Pregnancy after infertility and loss is complicated, or at least it was for me. On one hand I was so happy we were finally pregnant but at the same time I was terrified something was going to happen. I wish I could say that the terrified feelings faded with time but it was 38 whole weeks of back and forth between these two emotions for me.
I feel like infertility has robbed me of so many things. I wanted to be excited about the life growing in me, but instead I mainly found myself scared and anxious. I had a hard time sharing our news and even saying we were expecting out loud. I did not dare buy anything for our little peanut, or think about a nursery until very close to her arrival. When it was time for an ultrasound, instead of being delighted for an upcoming chance to see our babe, it would take me days to mentally prepare. For our 20-week anatomy scan I got a call that morning (which was a Friday) that the tech was sick and they had to reschedule for the next week. Normally this would be no big deal but, I kid you not, I had a full meltdown on the phone. I had to close my office door to muffle my crying. I had been mentally working myself up to going for about 3 days and the thought of rescheduling until the next week and starting all over again seemed unimaginable. Thankfully the clinic was able to shift a few things around and still get me in that day.
I had a hard time taking photos of myself, but looking back am sure glad I did. Sharing them was a different story. It took me until after Kadence was here for me to even look through them and do any editing. Other than Joel (who did a great job taking these for me!) I don't think anyone has even seen these. I had ordered the weekly cards when we found out we were pregnant the first time in 2019. They were in our spare room closet along with an empty pregnancy journal. I wasn't sure if I could bring myself to use them or if I needed to buy a second set. We were only 2 weeks away from using them the first time. In the end I decided to use them and will always remember when I initially bought them. The pregnancy journal is still completely empty. I opened it many times thinking I could bring myself to fill something out, but never could. I couldn't even write my name on the first page.

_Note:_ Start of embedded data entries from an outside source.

PR #1460, opened 2024-05-30
feat: fetch sidecar Auspice JSON if `.root_sequence` is not on the tree

ivan-aksamentov:
Followup of https://github.com/nextstrain/nextclade/pull/1455

If `.root_sequence` is not available on Auspice JSON, let's attempt to fetch ref sequence from sidecar Auspice JSON. For that let's GET from the same URL, but with `Accept: application/vnd.nextstrain.dataset.root-sequence+json` header.

### DIFF
--- a/packages/nextclade-web/src/io/fetchSingleDatasetAuspice.ts
+++ b/packages/nextclade-web/src/io/fetchSingleDatasetAuspice.ts
@@ -7,7 +7,7 @@ export async function fetchSingleDatasetAuspice(datasetJsonUrl_: string) {
   const datasetJsonUrl = removeTrailingSlash(datasetJsonUrl_)
 
   const auspiceJson = await axiosFetch<AuspiceTree>(datasetJsonUrl, {
-    headers: { Accept: 'application/json, text/plain, */*' },
+    headers: { Accept: 'application/vnd.nextstrain.dataset.main+json;q=1, application/json;q=0.9, text/plain;q=0.8, */*;q=0.1' },
   })
 
   if (isEmpty(auspiceJson.root_sequence)) {
--- a/packages/nextclade-web/src/io/fetchSingleDatasetAuspice.ts
+++ b/packages/nextclade-web/src/io/fetchSingleDatasetAuspice.ts
@@ -7,7 +7,9 @@ export async function fetchSingleDatasetAuspice(datasetJsonUrl_: string) {
   const datasetJsonUrl = removeTrailingSlash(datasetJsonUrl_)
 
   const auspiceJson = await axiosFetch<AuspiceTree>(datasetJsonUrl, {
-    headers: { Accept: 'application/vnd.nextstrain.dataset.main+json;q=1, application/json;q=0.9, text/plain;q=0.8, */*;q=0.1' },
+    headers: {
+      Accept: 'application/vnd.nextstrain.dataset.main+json;q=1, application/json;q=0.9, text/plain;q=0.8, */*;q=0.1',
+    },
   })
 
   if (isEmpty(auspiceJson.root_sequence)) {
--- a/packages/nextclade-web/src/io/fetchSingleDatasetAuspice.ts
+++ b/packages/nextclade-web/src/io/fetchSingleDatasetAuspice.ts
@@ -1,6 +1,7 @@
+import { isEmpty } from 'lodash'
 import { attrStrMaybe, AuspiceTree, Dataset } from 'src/types'
 import { removeTrailingSlash } from 'src/io/url'
-import { axiosFetch } from 'src/io/axiosFetch'
+import { axiosFetch, axiosFetchOrUndefined } from 'src/io/axiosFetch'
 
 export async function fetchSingleDatasetAuspice(datasetJsonUrl_: string) {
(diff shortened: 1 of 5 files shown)


packages/nextclade-web/src/io/fetchSingleDatasetAuspice.ts
```diff
@@ -1,13 +1,24 @@
...
   })
+
+  if (isEmpty(auspiceJson.root_sequence)) {
+    const sidecar = await axiosFetchOrUndefined<Record<string, string>>(datasetJsonUrl, {
+      headers: { Accept: 'application/vnd.nextstrain.dataset.root-sequence+json' },
+    })
+    if (!isEmpty(sidecar)) {
+      auspiceJson.root_sequence = sidecar
+    }
+  }
```
ivan-aksamentov, line 20: Is this correct to just take the sidecar contents and merge it into `.root_sequence`, like if it always was there?

ivan-aksamentov:
Attempt to run with a very large tree has hit the local storage limit.

https://nextclade-git-feat-fetch-auspice-sidecar-json-nextstrain.vercel.app//?dataset-json-url=https://nextstrain.org/ncov/gisaid/global/all-time

Well, I should not store the tree in the local storage in the first place. Need to rethink my decisions about how to persist the datasets from remote sources (if it all?)

packages/nextclade-web/src/io/fetchSingleDatasetAuspice.ts
jameshadfield: Yup! ([Here's the relevant augur code](https://github.com/nextstrain/augur/blob/f0900bce1a51c4c82b81486b2bcc709db6c08239/augur/export_v2.py#L1239-L1248))

ivan-aksamentov:
It's unclear how to implement a symmetric functionality in CLI. I guess we can tell users to paste their sidecar into the main JSON? Does it make sense to introduce a new CLI arg for a new file type?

Even though I was pregnant, pregnancy announcements were still triggering for me (and honestly still are). I would see an announcement and others sharing their excitement and it would break my heart that I was more anxious than excited. This was all I had wanted for years now and it was happening, why was I not over the moon? Even after Kadence's arrival I was sad that I hadn't been more excited for her and was worried she would think I wasn't, which is the furthest thing from the truth.
I don't think I realized how much the impacts of infertility would stay with me even after we welcomed our baby girl. When we had trouble with breast feeding a nurse mentioned what had caused the infertility might also be impacting my ability to produce milk. I struggled a lot with this, disappointed that this was yet another way my body was failing as a mom. I couldn't get pregnant, stay pregnant or feed my baby, all things that my body was supposed to do naturally. In my brain I knew this was silly, but in my mama heart it was so hard. Now that we are 7 months postpartum I see things a bit more clearly and am so happy for our journey bringing K into the world (hence finally be ready to share these photos!)
I think I have accepted that infertility is something that is just part of my life. I knew the losses would always be with me, but I thought infertility was going to be something I was done with. I think being more aware of how it impacts me has helped me live with it. Not sure if others can relate, but that is why I think it is so important to share my journey.
I don't know if we are ever going to go through this wild ride again, so I am so glad I have these memories of me and my little sweetie. Or maybe we will, and I will have the courage to write my name on the first page of that pregnancy journal!